Just as crop diversity is essential financially, an abundance of native wildlife on the property indicates healthy soils and waterways and a thriving ecosystem. Located within a network of ecological wetlands, waterways and river systems, Haddon Rig supports an extensive range of fauna and flora, including white-plumed honeyeaters, wedgetail eagles, brolgas and royal spoonbills.
“Both our parents love nature,” says Olivia. “Our dad calls himself a twitcher, so we grew up taking our tinny down the creeks and rivers, looking at birds and wildlife and identifying all the different species like magpie geese, brolgas, pelicans and kookaburras. Our mum is a landscape painter so she's given us a really deep appreciation of the nature and trees we have here. We were brought up to believe that trees are sacred and that we've got to do everything we can to look after them.”
Haddon Rig has various long-established partnerships in place to monitor environmental change and ensure that on-farm activities are enhancing biodiversity. Olivia is excited about what The Biodiversity Project will mean for the future of the farm and the wildlife it supports.
Haddon Rig, Country Road and Landcare Australia have partnered together to plant 2000 native trees on a natural marshland on our farm. It's an area where we get a lot of migratory birds and protected species, so we wanted to reforest the area and fence it off so that it was protected from non-native species such as feral pigs, which do a lot of damage. Now that's done, we'll work together to make sure the trees grow and last into the future.

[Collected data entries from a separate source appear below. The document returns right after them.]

PR #1339, opened 2024-05-23
Don’t cancel build when closing a document

ahoppen:
In SourceKit-LSP, we can get into the following situation:
1. We open A.swift
2. We issue a request for A.swift, the request takes a while to execute
3. The dependencies of A.swift are updated, which causes us to reopen the document in sourcekitd, so that the AST is rebuilt
4. This shouldn’t cause the request from (2) to be cancelled. We should continue executing it and only re-open the document after the request from (2) has finished

While at it, also make sure that we send `syntacticOnly` when re-opening a document.

rdar://127475366

### DIFF
--- a/Sources/SourceKitLSP/Swift/SwiftLanguageService.swift
+++ b/Sources/SourceKitLSP/Swift/SwiftLanguageService.swift
@@ -335,13 +335,7 @@ extension SwiftLanguageService {
     ])
     _ = try? await self.sourcekitd.send(closeReq, fileContents: nil)
 
-    let openReq = sourcekitd.dictionary([
-      keys.request: self.requests.editorOpen,
-      keys.name: path,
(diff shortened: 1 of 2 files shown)


ahoppen:
@swift-ci Please test

Sources/SourceKitLSP/Swift/SwiftLanguageService.swift
```diff
@@ -382,6 +382,7 @@ extension SwiftLanguageService {
       keys.enableDiagnostics: 0,
       keys.syntacticOnly: 1,
       keys.compilerArgs: compileCommand?.compilerArgs as [SKDRequestValue]?,
+      keys.cancelBuilds: 0,
```
hamishknight, line 385: This should be set for the close rather than the open, right?

PR #1340, opened 2024-05-23
Watch for changes to source files

ahoppen:
We used to only watch for file creation and deletion because that might modify build settings but for background indexing, we also need to watch for changes to the files, so we can invalidate the up-to-date status of the target.


ahoppen:
@swift-ci Please test

hamishknight (approved):

bnbarham (approved):

PR #1346, opened 2024-05-24
On macOS, reveal diagnostic bundle in Finder after it has been created

ahoppen:
Removes a step to copy paste the bundle path to find it in Finder.


ahoppen:
@swift-ci Please test

hamishknight (approved):

PR #1347, opened 2024-05-24
Set `cancelBuilds` to 0 on close instead of open

ahoppen:
Addresses https://github.com/apple/sourcekit-lsp/pull/1339#discussion_r1612353958

### DIFF
--- a/Sources/SourceKitLSP/Swift/SwiftLanguageService.swift
+++ b/Sources/SourceKitLSP/Swift/SwiftLanguageService.swift
@@ -326,13 +326,7 @@ extension SwiftLanguageService {
     cancelInFlightPublishDiagnosticsTask(for: snapshot.uri)
     await diagnosticReportManager.removeItemsFromCache(with: snapshot.uri)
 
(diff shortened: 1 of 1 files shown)


ahoppen:
@swift-ci Please test

Sources/SourceKitLSP/Swift/SwiftLanguageService.swift
```diff
@@ -430,6 +429,7 @@ extension SwiftLanguageService {
     let req = sourcekitd.dictionary([
       keys.request: self.requests.editorClose,
       keys.name: uri.pseudoPath,
+      keys.cancelBuilds: 0,
```
hamishknight, line 432: Wasn't the intention to do it for `reopenDocument`? (or should we do it for both?)

bnbarham: Yeah, I'd say we really only want for re-open

ahoppen:
@swift-ci Please test

PR #1352, opened 2024-05-25
Don’t re-index files in languages that cannot be indexed

ahoppen:
Swift packages can have source files that we can’t index (like assembly files). When re-opening, we schedule indexing for those files, which requires the targets to be re-prepared. We skip them earlier.

rdar://128711633


ahoppen:
@swift-ci Please test

bnbarham (approved):

hamishknight:
LGTM

PR #1354, opened 2024-05-25
Time out updating the index store after 2 minutes

ahoppen:
Time out updating of the index store after 2 minutes. We don't expect any single file compilation to take longer than 2 minutes in practice, so this indicates that the compiler has entered some kind of loop. We will try indexing the file again when it is edited or when the project is re-opened.

I did not add a timeout for preparation because it’s much harder to tell what an upper bound could be here. Preparation of a high-level target might take quite a while if none of the lower-level targets have been prepared yet.

rdar://128732571

### DIFF
--- a/Sources/SKSupport/AsyncUtils.swift
+++ b/Sources/SKSupport/AsyncUtils.swift
@@ -166,3 +166,28 @@ extension Collection where Element: Sendable {
     }
   }
 }
+
+public struct TimeoutError: Error, CustomStringConvertible {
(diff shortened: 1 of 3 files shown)


ahoppen:
@swift-ci Please test

ahoppen:
@swift-ci Please test

ahoppen:
@swift-ci Please test Windows

hamishknight (approved):

PR #1434, opened 2024-06-05
Set the priority of processes launched for background indexing

ahoppen:
Unfortunately, `setpriority` only allows reduction of a process’s priority and doesn’t support priority elevation (unless you are a super user). I still think that it’s valuable to set the process’s priority based on the task priority when it is launched because many indexing processes never get their priority escalated and should thus run in the background.

On Windows, we can elevate the process’s priority.

rdar://127474245


ahoppen:
@swift-ci Please test

ahoppen:
@swift-ci Please test

ahoppen:
@swift-ci Please test Windows

hamishknight (approved):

Taking place on 1.1 kilometres of floodplain habitat along the Wemabung Creek, the project will support biodiversity by revegetating 24 hectares of seasonal marshland known as Wilga Wetland. Planting comprises a mix of shrubs, understory and canopy species to increase vegetation along the riparian corridor, thereby also improving habitat for wildlife, including pollinators, smaller birds and micro bats, which feed on insects and potential pests.


“Wetlands are an important part of the ecosystem. They provide a habitat to endangered and protected species year-round, but they also provide a habitat to migratory species like magpie geese. Between September and March, we get a lot of species that you wouldn't see at other times of the year, and they need those points along their journey to stop and nest and to have a safe place to breed and keep going. Marshlands and wetlands also provide a really important role in fostering native grasses—but also filtering air and water.”
Olivia says that even after the planting and fencing works that were originally planned had been completed, the momentum continued.
“Once Country Road and Haddon Rig had started this, we then kept going with the same team, and Landcare Australia, and planted another 2000 trees of our own volition. So the program had a lot further reach than originally expected.” Olivia believes that with help from the right partners, on-farm productivity and biodiversity can complement one another.
Projects like The Biodiversity Project with Country Road are integral to that because a lot of the time you don't have the resources to do it by yourself. There's some years where cashflow is so tight you can't do much, even if you want to. So it's great to have actors on the ground who are benefiting from what we're doing and who are in the supply chain, who are happy to encourage and help deliver those projects as well.

Currently pregnant with her first child, Olivia's appreciation for the land around her has intensified. “I feel like every year I want to keep working to make sure this is here not just for the children in our family, but for generations to come, as well as the broader community so they can enjoy the amazing birds, trees and marshlands and wildlife that we are so lucky to have. I think there's also an intrinsic value to protecting these assets, not for any human benefit, but because they are becoming rarer and performing an increasingly important function within the broader environment and ecosystem. We never know what role they'll play in the future.”
The protection of all of our natural assets at Haddon Rig is something I want to keep building on within our chapter of custodianship of this place. I hope every year we can pick a different area or natural asset we need to protect or enhance so that by the time we leave in 50 years, it's in a better place than when we took it on.